Edmonton councillors grill ASIRT about withholding names of people killed by police

The practice that often sees the names of people killed by police officers in Alberta withheld from the public was defended by the leader of the Alberta Serious Incident Response Team (ASIRT) Thursday.

Michael Ewanson was asked by a pair of Edmonton city councillors why the names aren’t automatically made public, during a rare meeting of politicians, police officials and commissioners at City Hall.

“I think it’s important to remember that a crime, especially a homicide, is not just a crime against an individual or a family, but it’s a crime against a whole community,” Coun. Michael Janz said during his questioning of him.

“We found that oftentimes that adds to the grief that a family may be suffering from, so we need to be very careful of that,” Ewanson said.

ASIRT’s new executive director said his organization does not stop police services from releasing the names, but argued it was “good practice” to agree to withhold details like identities.

“If we’re conducting that investigation, the last thing that (Edmonton Police Service) or (Calgary Police Service) or the RCMP would want to do is be viewed in the public as doing something that might interfere,” Ewanson said.

“We have had situations in the past where a name gets released and all of the sudden we find people are not willing to cooperate.”

Janz pointed out that a number of different groups have raised transparency concerns over the process including “Alberta Council of Women’s Shelters, law professors, victims rights advocacy organizations, the media coalition and others.”

The Ward papastew councilor asked what it would take for ASIRT to “take a more transparent policy direction” after family members are notified.

He raised the case of a 59-year-old apartment resident who died after police opened fire on a robbery suspect in central Edmonton in February. That man’s identity was never made public and EPS referenced ASIRT’s investigation as the reason “additional information” could not be provided.

Generally speaking, Ewanson said that the public can know who police kill if and when criminal charges are filed. I have argued that ASIRT’s practice aligns with other police oversight agencies in Canada.
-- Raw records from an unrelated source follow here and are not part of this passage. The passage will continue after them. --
PR #973, opened 2024-01-19
8324114: [lworld] GTestWrapper.java fails with "assert(LockingMode == LM_LEGACY) failed: should only be called with legacy stack locking"

chhagedorn:
This patch fixes the gtests which fail with the lightweight locking mode (`-XX:LockingMode=2`) but also with heavy monitors (`-XX:LockingMode=0`). I've only noticed while working on this bug that in the meantime, we temporary enforce legacy stack-locking (`-XX:LockingMode=1`) since merging jdk-22+17:
https://github.com/openjdk/valhalla/blob/16fa7709f15465e736dd3a83707ffe88d7bc61bd/src/hotspot/share/runtime/arguments.cpp#L1922-L1925

Nevertheless, I think it's still worth to propose these test fixes now since we probably want to support lightweight locking at some point.

The gtest used `markWork::has_locker()` which only works with `LM_LEGACY`. For `LM_LIGHTWEIGHT`, we need to call `markWord::is_fast_locked()`. Additionally, when running with `LM_MONITOR`, the test to match some things in the mark word fails because we only use heavy monitors and do not use the mark word bits.

Thanks,
Christian

### DIFF
--- a/test/hotspot/gtest/oops/test_markWord.cpp
+++ b/test/hotspot/gtest/oops/test_markWord.cpp
@@ -47,6 +47,16 @@ static void assert_test_pattern(Handle object, const char* pattern) {
   ASSERT_THAT(st.base(), testing::HasSubstr(pattern));
 }
 
+static void assert_mark_word_print_pattern(Handle object, const char* pattern) {
+  if (LockingMode == LM_MONITOR) {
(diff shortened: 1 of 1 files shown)


chhagedorn:
Thanks for your reviews!

/integrate

PR #998, opened 2024-02-07
8298659: [lworld] ValueObject isSubstutitable comparison of float/double should use raw bits

RogerRiggs:
Update the substitutability implementation to match the new JLS for JEP 401.
Float and double values should be compared for equality using the raw bits.

### DIFF
--- a/src/java.base/share/classes/java/lang/runtime/ObjectMethods.java
+++ b/src/java.base/share/classes/java/lang/runtime/ObjectMethods.java
@@ -1,5 +1,5 @@
 /*
- * Copyright (c) 2017, 2022, Oracle and/or its affiliates. All rights reserved.
+ * Copyright (c) 2017, 2024, Oracle and/or its affiliates. All rights reserved.
  * DO NOT ALTER OR REMOVE COPYRIGHT NOTICES OR THIS FILE HEADER.
  *
  * This code is free software; you can redistribute it and/or modify it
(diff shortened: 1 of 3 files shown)


src/java.base/share/classes/java/lang/runtime/ObjectMethods.java
```diff
@@ -179,8 +179,12 @@ private static int hashCombiner(int x, int y) {
     private static boolean eq(char a, char b) { return a == b; }
     private static boolean eq(int a, int b) { return a == b; }
     private static boolean eq(long a, long b) { return a == b; }
-    private static boolean eq(float a, float b) { return Float.compare(a, b) == 0; }
-    private static boolean eq(double a, double b) { return Double.compare(a, b) == 0; }
+    private static boolean eq(float a, float b) {
+        return Float.floatToRawIntBits(a) == Float.floatToRawIntBits(b);
```
mlchung, line 183: `ObjectMethods` are used for records as well and so these methods should not be modified.  Instead I suggest to add new methods in `ValueObjectMethods` class for value object substutitability comparison of float/double.

RogerRiggs: I'm beginning to doubt the wisdom of a difference in field comparisons between value objects and records (and the `==` operator).

liach: I believe the discrepancy in `equals` and `==` is valid; value objects may contain reference pointers too, thus they still should be compared by `equals` instead of `==`. Having double fields act like reference fields is fine.

src/java.base/share/classes/java/lang/runtime/ValueObjectMethods.java
```diff
@@ -662,13 +694,9 @@ private static LinkageError newLinkageError(Throwable e) {
...
      *     this method returns {@code a == b} with the following exception:
      *     <ul>
-     *     <li> If {@code a} and {@code b} both represent {@code NaN},
-     *          this method returns {@code true}, even though {@code NaN == NaN}
-     *          has the value {@code false}.
-     *     <li> If {@code a} is floating point positive zero while {@code b} is
-     *          floating point negative zero, or vice versa, this method
-     *          returns {@code false}, even though {@code +0.0 == -0.0} has
-     *          the value {@code true}.
+     *     <li> For primitive types {@code float} and {@code double} the
```
jensli, line 697: I'm not sure if this is public documentation for user.

If it is then it might be helpful with a description of that the new equality semantics actually implies for NaN and the various zeros and infinities.

Having to look up `toRawBits` and figure it out will be hard for most people.

RogerRiggs: These are implementation notes; the JLS specifies the behavior of value classes, operations of values, and the details of what it means for a value to be substitutable. Its still open as to how/where the semantics would appear in javadoc.

RogerRiggs:
Start fresh after rebase.

PR #1001, opened 2024-02-08
JDK-8325344: [lworld] RedefinePrimitive.java fails javac compilation

alexmenkov:
Fixed the test after changes in library

---------
### Progress

### Issue
 * [JDK-8325344](https://bugs.openjdk.org/browse/JDK-8325344): [lworld] RedefinePrimitive.java fails javac compilation (**Bug** - P4)

### Reviewing

Checkout this PR locally: \
`$ git fetch https://git.openjdk.org/valhalla.git pull/1001/head:pull/1001` \
`$ git checkout pull/1001`

`$ git checkout pull/1001` \
`$ git pull https://git.openjdk.org/valhalla.git pull/1001/head`

</details>

Checkout this PR locally: \
`$ git pr checkout 1001`

`$ git pr show -t 1001`

</details>

<a href="https://git.openjdk.org/valhalla/pull/1001.diff">https://git.openjdk.org/valhalla/pull/1001.diff</a>

</details>

### Webrev
[Link to Webrev Comment](https://git.openjdk.org/valhalla/pull/1001#issuecomment-1935038412)


mlchung (commented):
This change is fine in fixing the compilation error.

We are migrating tests that use primitive value class to use the internal APIs (you can reference #991).   Can you repurpose this issue to update the test?   The test should be renamed too like `RedefineNullRestrictedValues.java` something like that.

alexmenkov:
> This change is fine in fixing the compilation error.
> 
> We are migrating tests that use primitive value class to use the internal APIs (you can reference #991). Can you repurpose this issue to update the test? The test should be renamed too like `RedefineNullRestrictedValues.java` something like that.

Thank you for the comment.
Tried to update the test to use internal API and realized that testing for NullRestricted value classes are completely different.
Also this test does not actually works with the current code (even for primitive classes).
I think it would be better to drop this test and develop test scenarios for NullRestricted value classes (will create a separate CR for this)

mlchung:
> I think it would be better to drop this test and develop test scenarios for NullRestricted value classes (will create a separate CR for this)

This is fine.   Please create a CR to add a new test `redefineClass` on value classes.

alexmenkov:
> > I think it would be better to drop this test and develop test scenarios for NullRestricted value classes (will create a separate CR for this)
> 
> This is fine. Please create a CR to add a new test `redefineClass` on value classes.

Filed https://bugs.openjdk.org/browse/JDK-8325583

“Not all homicides are criminal…so if ASIRT, hypothetically, comes to the determination that an officer had fired a gun in a criminal fashion, and it resulted in a criminal charge, then that would be prosecuted by the Alberta Crown Prosecution Service in a public forum,” he said.

Investigators may release the names of people killed by police if it “will assist the public’s understanding” or help with the investigation, Ewanson said.

I have added that ASIRT does not try to stop the families of people who are killed from releasing the identities themselves.

“If they wish to speak to the media, certainly, we in no way could prohibit that nor do we interfere in that,” Ewanson said.

The investigation into the February police shooting that left two men dead was ongoing Thursday.

Coun. Anne Stevenson also had questions about the name disclosure policy.

Budgets, streaming technology and relationship building were also topics discussed at the meeting.